Efeknya bagi orang yang berpikir kritis sebenarnya tidak terlalu jauh, tetapi bagi anak-anak yang cenderung hanya melihat tokoh secara hitam-putih, hal ini sangat berbahaya. Mereka hanya tahu tokoh mereka adalah tokoh baik atau tokoh jahat. Upaya penggalangan opini untuk pencitraan agar terlihat baik akan membuat anak-anak secara tidak sadar melegitimasi semua perbuatan tokoh tadi adalah baik atau minimal tidak salah. Jika dugaan saya ada aktor yang merancang pencitraan tersebut adalah benar, maka hal ini sangat berbahaya. Kalau dia hanya bertujuan mengurangi hukuman bagi Ariel saya tak ambil pusing, karena dampak itu jauh lebih kecil dari akibat lain yaitu dia dijadikan idola oleh anak-anak. Bayangkan seorang remaja tanggung berkesimpulan dan menyatakan pada pacarnya “Ah, kang Ariel aja yang begitu terkenal, ramah, sopan, dan terlihat bijaksana melakukan itu kok, ini biasa aja, Cuma kita harus lebih hati-hati aja supaya nggak tersebar”, lalu diamini sang pacar dengan menyatakan “iya ya”. Apakah ini mungkin terjadi? Sangat mungkin. Ketika seseorang dijadikan tokoh maka sangat terbuka kemungkinan semua tindak-tanduknya diikuti baik benar maupun salah karena kebenaran dan kesalahan sang tokoh telah menjadi abu-abu, terlebih bagi remaja yang belum berpikir secara komprehensif. Bagi setiap remaja yang berkesempatan membaca artikel ini, saya hanya bilang tindakan mereka yang ada di dalam video dan penyebarannya benar-benar salah, walau mereka mungkin adalah idola anda, mereka tetap salah.

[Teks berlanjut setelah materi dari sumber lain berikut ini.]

PR #2786, opened 2026-03-26
feat: add external_web_access to WebSearchTool

### LINKED ISSUE #2785: Add external_web_access to WebSearchTool for Responses API web_search
### Please read this first

- **Have you read the docs?** YES. I read the Agents SDK docs and the OpenAI web search docs, including the live internet access section.
- **Have you searched for related issues?** YES. I found related work such as PR #2143 and issue/PR #1592/#1601, but I could not find an open issue specifically tracking `external_web_access` support in `WebSearchTool`.

### Describe the feature
Please add `external_web_access: bool | None = None` to `WebSearchTool` and pass it through to the Responses API `web_search` tool payload.

Background:
- In the OpenAI Responses API, `web_search` supports `external_web_access: false` to disable live internet access and use cached/indexed results only.
- In the current Agents SDK, `WebSearchTool` exposes `user_location`, `filters`, and `search_context_size`, but not `external_web_access`.
- As a result, SDK users cannot explicitly choose cache-only / offline-like behavior when using the built-in web search tool.

Example API:

```python
from agents import Agent, WebSearchTool

agent = Agent(
    name="Research agent",
    model="gpt-5",
    tools=[
        WebSearchTool(
            search_context_size="medium",
            external_web_access=False,
        )
    ],
)
```

Expected request payload:

```python
{
    "type": "web_search",
    "search_context_size": "medium",
    "external_web_access": False,
}
```

This would be useful for:
- Workflows that prefer reproducibility and want cached/indexed results only.
- Policy or compliance requirements that do not allow live web access.
- Keeping the Agents SDK aligned with the existing Responses API capability.

Related:
- PR #2143: `feat: Add external_web_access option to WebSearchTool` (closed / unmerged)
- Issue #1592 / PR #1601: other web search updates were added, but `external_web_access` support is still missing

ymuichiro:
### Summary

Add `external_web_access` to `WebSearchTool` and forward it to the Responses API `web_search` payload only when explicitly set.
This keeps the field optional and avoids sending `null` or an implicit default value when the caller does not specify it.

### Test plan

- `uv run pytest -q tests/test_openai_responses_converter.py`
- Verified the new converter coverage for both cases:
  - omitted `external_web_access` is not sent
  - explicit `external_web_access=False` is sent
- I also ran the repository verification script earlier; repo-wide `make tests` / `make typecheck` currently hit unrelated existing failures outside this change area.

### Issue number

Closes #2785

### Checks

### DIFF
--- a/src/agents/models/openai_responses.py
+++ b/src/agents/models/openai_responses.py
@@ -1935,15 +1935,16 @@ class Converter:
         if isinstance(tool, FunctionTool):
             return cls._convert_function_tool(tool)
         elif isinstance(tool, WebSearchTool):
+            web_search_tool: dict[str, Any] = {
+                "type": "web_search",
+                "filters": tool.filters.model_dump() if tool.filters is not None else None,
+                "user_location": tool.user_location,
+                "search_context_size": tool.search_context_size,
+            }
+            if tool.external_web_access is not None:
+                web_search_tool["external_web_access"] = tool.external_web_access
             return (
-                _require_responses_tool_param(
-                    {
-                        "type": "web_search",
-                        "filters": tool.filters.model_dump() if tool.filters is not None else None,
-                        "user_location": tool.user_location,
-                        "search_context_size": tool.search_context_size,
-                    }
-                ),
+                _require_responses_tool_param(web_search_tool),
                 None,
             )
         elif isinstance(tool, FileSearchTool):
--- a/src/agents/tool.py
+++ b/src/agents/tool.py
@@ -499,6 +499,13 @@ class WebSearchTool:
     search_context_size: Literal["low", "medium", "high"] = "medium"
     """The amount of context to use for the search."""
 
+    external_web_access: bool | None = None
+    """Whether the web search tool may fetch live internet content.
+
+    When omitted, the API default is used. Set to `False` to request cached or
+    indexed-only behavior where supported.
+    """
+
     @property
     def name(self):
         return "web_search"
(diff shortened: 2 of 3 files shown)


seratch (approved):

Sourav-Nandy-ai:
Hi ymuichiro,

I actually ran a live before-and-after test on #2786 instead of just describing the shape of the change. I installed real openai-agents==0.13.1 (the last release before this merged) and 0.13.2 (the first release containing it, confirmed via the GitHub compare diff).

The Results
- Construction: WebSearchTool(external_web_access=False) raises a genuine TypeError on 0.13.1 and constructs cleanly on 0.13.2. It is not just stored inertly; it is threaded straight into the Responses API tool payload.
- Execution: I built a real Agent(model="gpt-4o-mini", tools=[WebSearchTool(external_web_access=False)]) and ran it twice against the live OpenAI API with a current-events query. Both runs completed cleanly. Each fired exactly one real web-search tool call and came back with a grounded, cited, and dated answer. This confirms the toggle does not break the tool-call path it is attached to.

One honest limitation is that from the public result object alone, I can confirm the flag is sent and the call succeeds. However, I cannot independently confirm the backend actually restricts to cached and indexed content when set to False. That would require a dedicated content-recency A/B test, which I kept out of scope to minimize real paid API calls.

I maintain agent-eval (agent_regress), and I am happy to run that A/B test for real if it would provide a useful signal for you.

Best, 
Sourav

Oleh karena itu, saya meminta atau katakanlah berharap agar orang-orang yang terlibat dalam proses ini lebih bertanggung jawab. Mari kita lokalisasi masalah sekecil mungkin. Kita jadikan Ariel manusia biasa yang kedapatan bersalah dan harus diadili. Jangan berusaha membentuk opini agar tercitra baik, sungguh berbahaya. Biarkan masalah ini berjalan murni sebagai masalah hukum, Jika ketiganya terbukti benar melakukannya, sebaiknya setiap orang yang dirugikan harus mengadukan agar menjadi pelajaran yang baik, misalnya jika ada suami atau istri yang dihianati, ajukan tuntutan. Jika tidak, hal ini juga menjadi preseden buruk. Berhentilah membentuk pencitraan agar terlihat baik di ruang publik, beragumentasilah dengan polisi dan jaksa di Berita Acara Pemeriksaan (BAP), jangan di ruang publik, disini banyak anak-anak dan remaja yang belum mampu menganalisis dengan baik. Dunia ini akan jauh lebih baik jika selubung pencitraan tidak ada atau katakanlah tidak tebal-tebal amat.